- [DIRECTIONS]: Lines in the listing below containing the string "checks" are to be identified and copied.

╔══

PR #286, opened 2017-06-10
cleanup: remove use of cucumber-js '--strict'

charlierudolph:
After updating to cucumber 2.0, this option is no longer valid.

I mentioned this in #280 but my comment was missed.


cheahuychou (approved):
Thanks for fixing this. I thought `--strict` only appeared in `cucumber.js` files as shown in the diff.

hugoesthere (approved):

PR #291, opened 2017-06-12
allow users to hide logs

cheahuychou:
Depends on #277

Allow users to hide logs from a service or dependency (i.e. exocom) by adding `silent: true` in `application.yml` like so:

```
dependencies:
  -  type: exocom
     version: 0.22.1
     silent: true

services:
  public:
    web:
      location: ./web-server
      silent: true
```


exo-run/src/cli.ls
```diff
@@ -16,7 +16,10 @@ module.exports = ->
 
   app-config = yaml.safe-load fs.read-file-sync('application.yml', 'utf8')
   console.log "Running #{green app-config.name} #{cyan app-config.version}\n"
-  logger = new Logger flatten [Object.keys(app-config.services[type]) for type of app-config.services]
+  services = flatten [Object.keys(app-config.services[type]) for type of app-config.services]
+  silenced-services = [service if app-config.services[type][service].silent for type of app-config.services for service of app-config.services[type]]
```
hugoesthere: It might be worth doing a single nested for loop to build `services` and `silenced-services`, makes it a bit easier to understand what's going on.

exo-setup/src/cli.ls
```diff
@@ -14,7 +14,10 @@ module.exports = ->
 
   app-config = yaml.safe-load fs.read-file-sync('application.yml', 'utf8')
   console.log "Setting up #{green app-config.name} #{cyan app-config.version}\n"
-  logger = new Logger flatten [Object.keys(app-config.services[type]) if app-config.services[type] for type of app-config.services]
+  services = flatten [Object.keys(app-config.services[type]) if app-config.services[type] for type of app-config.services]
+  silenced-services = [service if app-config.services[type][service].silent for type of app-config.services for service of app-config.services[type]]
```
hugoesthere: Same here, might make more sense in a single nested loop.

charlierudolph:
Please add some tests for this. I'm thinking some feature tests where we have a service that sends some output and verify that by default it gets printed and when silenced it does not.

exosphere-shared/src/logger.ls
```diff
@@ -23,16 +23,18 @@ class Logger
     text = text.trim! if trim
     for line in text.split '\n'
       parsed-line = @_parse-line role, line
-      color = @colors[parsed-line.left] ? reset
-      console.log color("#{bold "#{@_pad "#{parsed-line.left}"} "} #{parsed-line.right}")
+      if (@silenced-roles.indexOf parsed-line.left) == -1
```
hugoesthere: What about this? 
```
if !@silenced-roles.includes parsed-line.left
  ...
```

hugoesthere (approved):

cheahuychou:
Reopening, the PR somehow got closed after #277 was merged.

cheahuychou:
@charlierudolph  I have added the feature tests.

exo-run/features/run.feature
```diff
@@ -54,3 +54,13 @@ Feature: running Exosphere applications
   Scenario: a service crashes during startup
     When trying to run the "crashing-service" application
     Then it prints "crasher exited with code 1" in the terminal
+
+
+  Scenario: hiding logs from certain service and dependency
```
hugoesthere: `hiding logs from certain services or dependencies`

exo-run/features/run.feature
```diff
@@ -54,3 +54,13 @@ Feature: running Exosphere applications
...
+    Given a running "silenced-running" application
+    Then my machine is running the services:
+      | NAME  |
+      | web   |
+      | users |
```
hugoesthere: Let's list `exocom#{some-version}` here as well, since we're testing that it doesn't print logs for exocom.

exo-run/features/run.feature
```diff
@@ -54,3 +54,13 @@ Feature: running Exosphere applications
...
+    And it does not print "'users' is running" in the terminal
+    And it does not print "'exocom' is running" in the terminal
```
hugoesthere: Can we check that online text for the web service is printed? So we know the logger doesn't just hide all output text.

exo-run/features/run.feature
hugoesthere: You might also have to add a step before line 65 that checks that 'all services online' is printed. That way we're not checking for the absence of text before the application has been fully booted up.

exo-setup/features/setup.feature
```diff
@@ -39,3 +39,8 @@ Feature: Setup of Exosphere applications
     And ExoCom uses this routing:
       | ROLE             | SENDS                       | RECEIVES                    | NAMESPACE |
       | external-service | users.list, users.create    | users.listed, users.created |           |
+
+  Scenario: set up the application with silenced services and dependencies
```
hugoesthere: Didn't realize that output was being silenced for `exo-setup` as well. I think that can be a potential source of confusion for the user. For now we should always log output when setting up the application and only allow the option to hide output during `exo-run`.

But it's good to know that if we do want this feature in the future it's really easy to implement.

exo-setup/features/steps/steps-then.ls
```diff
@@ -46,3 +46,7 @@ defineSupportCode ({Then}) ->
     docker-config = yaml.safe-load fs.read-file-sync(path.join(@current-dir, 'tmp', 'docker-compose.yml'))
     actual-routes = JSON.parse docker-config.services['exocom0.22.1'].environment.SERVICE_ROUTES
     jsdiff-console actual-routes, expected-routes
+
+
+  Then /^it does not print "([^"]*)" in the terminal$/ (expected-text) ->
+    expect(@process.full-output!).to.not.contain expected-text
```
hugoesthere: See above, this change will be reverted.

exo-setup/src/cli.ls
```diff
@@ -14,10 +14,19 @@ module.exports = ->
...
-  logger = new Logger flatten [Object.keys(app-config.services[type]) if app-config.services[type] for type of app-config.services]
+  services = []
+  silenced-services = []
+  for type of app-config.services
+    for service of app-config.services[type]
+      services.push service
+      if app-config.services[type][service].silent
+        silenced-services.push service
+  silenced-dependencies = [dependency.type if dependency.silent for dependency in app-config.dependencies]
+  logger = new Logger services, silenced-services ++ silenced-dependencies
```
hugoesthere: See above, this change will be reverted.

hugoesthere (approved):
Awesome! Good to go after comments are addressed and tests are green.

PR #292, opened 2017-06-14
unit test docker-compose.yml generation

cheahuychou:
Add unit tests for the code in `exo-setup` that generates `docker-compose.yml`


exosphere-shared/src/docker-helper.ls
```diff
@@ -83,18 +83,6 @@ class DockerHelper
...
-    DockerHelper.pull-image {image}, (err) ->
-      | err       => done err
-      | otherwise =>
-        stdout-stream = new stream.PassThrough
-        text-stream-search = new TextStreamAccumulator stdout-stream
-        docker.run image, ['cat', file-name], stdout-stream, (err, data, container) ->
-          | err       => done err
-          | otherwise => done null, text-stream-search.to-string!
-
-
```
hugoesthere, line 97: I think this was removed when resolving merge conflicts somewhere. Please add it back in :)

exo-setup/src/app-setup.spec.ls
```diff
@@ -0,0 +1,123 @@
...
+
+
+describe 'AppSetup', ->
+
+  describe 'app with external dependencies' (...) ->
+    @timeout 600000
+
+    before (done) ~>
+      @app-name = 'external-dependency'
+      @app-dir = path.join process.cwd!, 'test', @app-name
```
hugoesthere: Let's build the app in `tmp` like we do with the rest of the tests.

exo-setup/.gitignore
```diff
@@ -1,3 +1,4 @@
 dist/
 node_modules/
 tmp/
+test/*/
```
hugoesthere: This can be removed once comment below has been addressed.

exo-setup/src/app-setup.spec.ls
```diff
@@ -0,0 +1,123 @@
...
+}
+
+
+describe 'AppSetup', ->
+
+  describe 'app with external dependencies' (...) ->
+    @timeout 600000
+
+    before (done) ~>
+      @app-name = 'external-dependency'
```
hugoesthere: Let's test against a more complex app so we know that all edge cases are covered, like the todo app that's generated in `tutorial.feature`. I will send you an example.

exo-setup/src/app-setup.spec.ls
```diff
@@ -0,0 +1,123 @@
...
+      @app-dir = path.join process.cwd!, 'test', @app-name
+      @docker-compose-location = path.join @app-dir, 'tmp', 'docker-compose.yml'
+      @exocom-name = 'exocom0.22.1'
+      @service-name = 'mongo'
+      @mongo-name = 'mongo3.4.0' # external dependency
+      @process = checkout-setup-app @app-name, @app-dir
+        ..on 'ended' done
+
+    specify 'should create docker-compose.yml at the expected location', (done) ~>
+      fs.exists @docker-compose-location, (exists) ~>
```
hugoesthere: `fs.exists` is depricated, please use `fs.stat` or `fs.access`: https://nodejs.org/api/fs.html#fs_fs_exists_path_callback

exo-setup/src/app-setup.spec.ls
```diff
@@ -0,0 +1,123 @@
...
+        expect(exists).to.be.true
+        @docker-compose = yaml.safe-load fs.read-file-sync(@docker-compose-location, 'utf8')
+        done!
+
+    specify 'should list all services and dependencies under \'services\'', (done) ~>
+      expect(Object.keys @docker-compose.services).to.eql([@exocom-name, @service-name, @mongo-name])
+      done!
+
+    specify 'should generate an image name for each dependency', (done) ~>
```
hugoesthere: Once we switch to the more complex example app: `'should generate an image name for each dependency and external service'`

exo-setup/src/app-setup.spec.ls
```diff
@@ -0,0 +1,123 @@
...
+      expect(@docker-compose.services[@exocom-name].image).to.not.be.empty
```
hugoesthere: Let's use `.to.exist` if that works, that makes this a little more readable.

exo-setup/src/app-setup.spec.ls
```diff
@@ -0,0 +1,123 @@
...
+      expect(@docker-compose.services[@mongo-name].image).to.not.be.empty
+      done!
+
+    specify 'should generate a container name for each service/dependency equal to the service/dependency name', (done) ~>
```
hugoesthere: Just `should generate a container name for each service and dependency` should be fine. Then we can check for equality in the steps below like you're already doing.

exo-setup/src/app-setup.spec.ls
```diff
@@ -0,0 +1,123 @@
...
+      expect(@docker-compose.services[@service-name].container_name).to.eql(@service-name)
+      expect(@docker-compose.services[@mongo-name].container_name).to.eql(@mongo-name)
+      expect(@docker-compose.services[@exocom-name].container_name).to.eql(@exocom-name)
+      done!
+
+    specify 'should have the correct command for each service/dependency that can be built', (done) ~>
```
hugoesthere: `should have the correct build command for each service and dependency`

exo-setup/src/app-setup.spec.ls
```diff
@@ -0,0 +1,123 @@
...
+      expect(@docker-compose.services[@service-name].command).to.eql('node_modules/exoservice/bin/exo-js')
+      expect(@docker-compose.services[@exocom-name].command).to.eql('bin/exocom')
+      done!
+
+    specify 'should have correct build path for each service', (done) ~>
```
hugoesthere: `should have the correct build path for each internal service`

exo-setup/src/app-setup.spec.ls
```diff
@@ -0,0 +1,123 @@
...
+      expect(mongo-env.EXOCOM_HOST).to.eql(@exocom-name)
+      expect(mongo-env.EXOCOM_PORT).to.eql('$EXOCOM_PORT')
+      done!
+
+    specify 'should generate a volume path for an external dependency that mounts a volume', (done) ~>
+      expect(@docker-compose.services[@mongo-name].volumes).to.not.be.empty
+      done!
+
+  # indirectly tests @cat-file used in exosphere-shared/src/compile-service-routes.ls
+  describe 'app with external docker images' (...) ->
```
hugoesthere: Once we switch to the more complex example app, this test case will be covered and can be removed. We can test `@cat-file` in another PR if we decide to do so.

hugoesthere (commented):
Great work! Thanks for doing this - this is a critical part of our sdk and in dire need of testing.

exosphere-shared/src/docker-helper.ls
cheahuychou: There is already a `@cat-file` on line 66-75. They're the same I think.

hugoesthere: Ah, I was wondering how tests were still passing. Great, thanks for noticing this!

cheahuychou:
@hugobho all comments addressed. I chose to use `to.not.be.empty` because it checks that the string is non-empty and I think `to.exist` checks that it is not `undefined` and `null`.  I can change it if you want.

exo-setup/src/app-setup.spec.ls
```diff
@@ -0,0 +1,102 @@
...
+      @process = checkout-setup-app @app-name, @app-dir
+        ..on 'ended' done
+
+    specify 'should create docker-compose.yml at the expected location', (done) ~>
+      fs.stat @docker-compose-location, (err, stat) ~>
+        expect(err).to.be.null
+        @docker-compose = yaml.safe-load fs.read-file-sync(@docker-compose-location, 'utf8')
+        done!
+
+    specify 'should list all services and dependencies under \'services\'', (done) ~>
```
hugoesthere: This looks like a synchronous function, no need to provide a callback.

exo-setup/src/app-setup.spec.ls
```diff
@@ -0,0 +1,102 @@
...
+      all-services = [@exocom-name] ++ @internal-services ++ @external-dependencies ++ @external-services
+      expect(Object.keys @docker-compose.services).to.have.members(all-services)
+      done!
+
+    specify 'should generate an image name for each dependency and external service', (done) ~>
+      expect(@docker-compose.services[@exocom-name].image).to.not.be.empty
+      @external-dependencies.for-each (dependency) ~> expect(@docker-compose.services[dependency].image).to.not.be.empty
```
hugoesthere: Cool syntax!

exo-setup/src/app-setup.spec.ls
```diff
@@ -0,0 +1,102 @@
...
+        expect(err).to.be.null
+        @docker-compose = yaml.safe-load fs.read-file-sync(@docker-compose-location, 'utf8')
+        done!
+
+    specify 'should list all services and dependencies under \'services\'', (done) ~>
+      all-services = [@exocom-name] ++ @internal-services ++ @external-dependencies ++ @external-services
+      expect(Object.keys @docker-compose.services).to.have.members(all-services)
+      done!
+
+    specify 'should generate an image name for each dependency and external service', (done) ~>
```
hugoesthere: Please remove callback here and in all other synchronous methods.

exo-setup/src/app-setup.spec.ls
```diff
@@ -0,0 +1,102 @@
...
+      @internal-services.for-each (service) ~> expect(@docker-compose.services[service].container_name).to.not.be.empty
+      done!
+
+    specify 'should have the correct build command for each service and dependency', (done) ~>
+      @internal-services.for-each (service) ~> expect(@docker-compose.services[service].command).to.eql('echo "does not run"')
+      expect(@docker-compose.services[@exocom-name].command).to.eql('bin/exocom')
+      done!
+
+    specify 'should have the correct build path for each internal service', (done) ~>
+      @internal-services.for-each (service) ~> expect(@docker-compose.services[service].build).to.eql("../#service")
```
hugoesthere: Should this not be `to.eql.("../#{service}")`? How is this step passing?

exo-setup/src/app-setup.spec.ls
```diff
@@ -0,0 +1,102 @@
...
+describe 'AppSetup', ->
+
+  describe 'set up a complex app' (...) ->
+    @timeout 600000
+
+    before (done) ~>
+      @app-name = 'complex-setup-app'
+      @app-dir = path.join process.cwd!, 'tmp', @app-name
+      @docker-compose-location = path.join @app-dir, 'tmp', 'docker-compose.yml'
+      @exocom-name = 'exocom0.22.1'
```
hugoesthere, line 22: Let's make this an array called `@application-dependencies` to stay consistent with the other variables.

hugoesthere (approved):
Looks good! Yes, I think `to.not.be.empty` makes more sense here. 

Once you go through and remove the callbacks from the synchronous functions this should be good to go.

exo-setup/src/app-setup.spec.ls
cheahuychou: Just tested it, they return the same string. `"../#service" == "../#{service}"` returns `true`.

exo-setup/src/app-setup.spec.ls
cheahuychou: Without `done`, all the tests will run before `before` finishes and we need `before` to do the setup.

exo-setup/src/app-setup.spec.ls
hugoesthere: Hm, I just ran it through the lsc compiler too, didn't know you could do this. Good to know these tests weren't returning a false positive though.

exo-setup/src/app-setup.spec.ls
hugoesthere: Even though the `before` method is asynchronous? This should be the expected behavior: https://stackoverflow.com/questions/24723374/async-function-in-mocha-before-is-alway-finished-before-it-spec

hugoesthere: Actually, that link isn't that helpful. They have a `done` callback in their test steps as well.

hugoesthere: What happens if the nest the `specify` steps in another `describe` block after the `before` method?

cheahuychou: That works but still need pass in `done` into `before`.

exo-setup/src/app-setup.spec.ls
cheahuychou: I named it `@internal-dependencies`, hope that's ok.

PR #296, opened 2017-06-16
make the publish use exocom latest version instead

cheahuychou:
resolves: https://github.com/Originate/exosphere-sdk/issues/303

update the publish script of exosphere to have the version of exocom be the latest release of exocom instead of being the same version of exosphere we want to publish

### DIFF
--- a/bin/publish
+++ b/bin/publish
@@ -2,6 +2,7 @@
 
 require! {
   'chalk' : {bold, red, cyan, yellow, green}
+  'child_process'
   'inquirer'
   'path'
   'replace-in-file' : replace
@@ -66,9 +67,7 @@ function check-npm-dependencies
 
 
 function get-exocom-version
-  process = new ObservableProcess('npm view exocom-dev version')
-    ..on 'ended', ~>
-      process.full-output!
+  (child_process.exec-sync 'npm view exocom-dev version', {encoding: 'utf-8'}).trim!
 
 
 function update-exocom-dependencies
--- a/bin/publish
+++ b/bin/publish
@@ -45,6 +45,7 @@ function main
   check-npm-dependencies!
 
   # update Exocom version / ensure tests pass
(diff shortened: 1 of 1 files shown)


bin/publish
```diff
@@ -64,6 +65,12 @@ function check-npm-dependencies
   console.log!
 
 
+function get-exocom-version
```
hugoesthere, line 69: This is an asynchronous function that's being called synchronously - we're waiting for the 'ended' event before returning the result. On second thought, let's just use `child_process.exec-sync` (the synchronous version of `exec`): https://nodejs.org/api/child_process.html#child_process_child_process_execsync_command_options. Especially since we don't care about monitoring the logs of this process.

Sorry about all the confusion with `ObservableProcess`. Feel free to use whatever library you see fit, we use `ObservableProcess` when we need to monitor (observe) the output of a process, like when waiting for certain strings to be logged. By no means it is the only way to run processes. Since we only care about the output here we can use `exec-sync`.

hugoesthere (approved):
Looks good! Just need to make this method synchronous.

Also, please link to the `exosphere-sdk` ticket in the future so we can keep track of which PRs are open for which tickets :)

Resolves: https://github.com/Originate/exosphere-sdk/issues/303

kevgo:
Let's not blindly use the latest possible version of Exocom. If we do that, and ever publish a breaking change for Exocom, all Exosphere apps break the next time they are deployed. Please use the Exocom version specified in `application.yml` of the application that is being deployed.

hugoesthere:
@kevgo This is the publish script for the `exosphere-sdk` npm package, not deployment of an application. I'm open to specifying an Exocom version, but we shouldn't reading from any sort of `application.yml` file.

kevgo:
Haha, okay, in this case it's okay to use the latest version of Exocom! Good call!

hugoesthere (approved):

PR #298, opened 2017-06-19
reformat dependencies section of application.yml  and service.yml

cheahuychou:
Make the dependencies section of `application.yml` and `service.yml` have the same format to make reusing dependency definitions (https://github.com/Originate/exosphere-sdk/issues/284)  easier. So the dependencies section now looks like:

╚══

- [TASK ANSWER]:
hugoesthere: You might also have to add a step before line 65 that checks that 'all services online' is printed. That way we're not checking for the absence of text before the application has been fully booted up.
@hugobho all comments addressed. I chose to use `to.not.be.empty` because it checks that the string is non-empty and I think `to.exist` checks that it is not `undefined` and `null`.  I can change it if you want.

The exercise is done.